Reacting with loss and separation with sadness, fear, and anger from attachment figures are key aspects of the theory. Attachment theory is in part a theory of affect regulation. There are important differences in how individuals with secure attachment versus individuals with insecure attachment regulate negative emotions. "Individuals with secure states of mind are likely to be aware of these emotions, label the emotions, modulate them adaptively, represent or communicate them through language and soothe them adaptively either dyadically (with others) or alone (self-soothing)" (page 9).

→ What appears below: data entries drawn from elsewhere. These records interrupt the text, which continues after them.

PR #2854, opened 2026-08-06
feat(offsite): log Semrush non-2xx response body to pinpoint the 401 rejecter (LLMO-6709)

AndreiAlexandruParaschiv:
## What

The offsite Semrush canary (`enableSemrush:true` on lovesac.com) returns **`HTTP 401 — Service token rejected`** for all requests, confirming the LLMO-6709 auth gate: the worker's IMS **service** token is rejected (the same endpoints/engines return data with a **user** token).

The worker currently logs only the **status** — not the body. But the 401 body identifies **who** is rejecting, which decides who owns the fix:
- **api-service `requireImsBearer`** → body like *"Elements proxy requires IMS authentication; send the x-promise-token header instead"* (the proxy never reached Semrush).
- **Semrush upstream** → a Semrush error payload (the proxy forwarded the token and Semrush rejected the identity).

## Change

- Add `readErrorBodySnippet(response)` — safe (never throws), capped at 500 chars.
- Include `responseBody` in the non-2xx error log context (`[offsite-brand-presence][semrush]` … `status`, `platform`, `hostname`, `responseBody`).

No behavior change — logging only. Flag-off path untouched.

## Why now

Essentially, it is probable that such secure individuals are more likely to be in intimate relationships without as many or severely difficult problems, and/or more able to utilize couple or family therapy successfully. They may have relationship or other life problems but seem to handle them more readily than individuals with insecure states of mind. Insecurely attached individuals tend to have more problems with affect regulation process. "…because they lack the actual experience of a secure resolution of the attachment behavioral system response, insecurely attached individuals may neither feel that dyadic soothing or self-soothing are not viable options" (page 9).